I didn't. The replay official did, Steratore said after the game, Pereira said so during the game, and Blandino when answering questions about the lunge, ruled that it was not demonstrative enough. Blandino said that they looked at the football move/act common to the game aspect of it and stated that it needed "to be more obvious than that"
(direct quote) . That is what they ruled and all these guys I mentioned stated that no football move took place. Don't know where you go from there except to say, "nuh uh" and scour the play in slow motion to find another phantom football move to make it so or to say that they organized a lightning quick coverup even though they were all in different places. That's my question. Are they all incompetent or did they all conspire?
You can't take subjectivity completely out of anything which is why replay is there to help. As I said earlier, judgment is needed to determine whether a football move was made or not and they judged that it didn't take place. These guys' job is to know the rules. The replay showed he didn't make a football move and it also showed that the ball touched the ground. So when they determine going to the ground applied, the ball touching the ground set in motion that Dez needed to maintain continuous control of the ball. He didn't and that was an easy call. So when the field official rules there's a catch and video evidence suggests that he applied the wrong catch rule, you apply the right one.
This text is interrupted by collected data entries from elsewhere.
PR #229, opened 2025-08-28
fix: validate if the resource should be placed

zhiying-lin:

- check if the resource is reserved or not
- add more test cases

Fixes #

I have:

### DIFF
--- a/pkg/controllers/placement/resource_selector.go
+++ b/pkg/controllers/placement/resource_selector.go
@@ -284,13 +284,15 @@ func (r *Reconciler) fetchResources(selector fleetv1beta1.ResourceSelectorTerm, 
 			klog.ErrorS(err, "Cannot get the resource", "gvr", gvr, "name", selector.Name, "namespace", placementKey.Namespace)
 			return nil, controller.NewAPIServerError(true, client.IgnoreNotFound(err))
 		}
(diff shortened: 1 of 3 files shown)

That's what replay is for.
It doesn't say "football move," it says "an act common to the game" which is used interchangably with football move as Blandino did in that link above.
I agree that Dez
intended to try to advance via a lunge but he did not execute. When you look at players who've executed proper lunges, like Ertz for example, Dez' looks nothing like theirs. This is what I kept asking percy who repeatedly ignored that question and now doesn't even mention the lunge anymore because of those comparisons, so he's "switched" to Dez switching hands as a football move.
In that link above, that's Blandino's point. If you don't draw a line somewhere, subjective or not, then you don't have consistency. But you can't completely take subjectivity out of it and not have a ton of fumbled catches if you take out the subjective "enough of a" football move or "time enough" for one.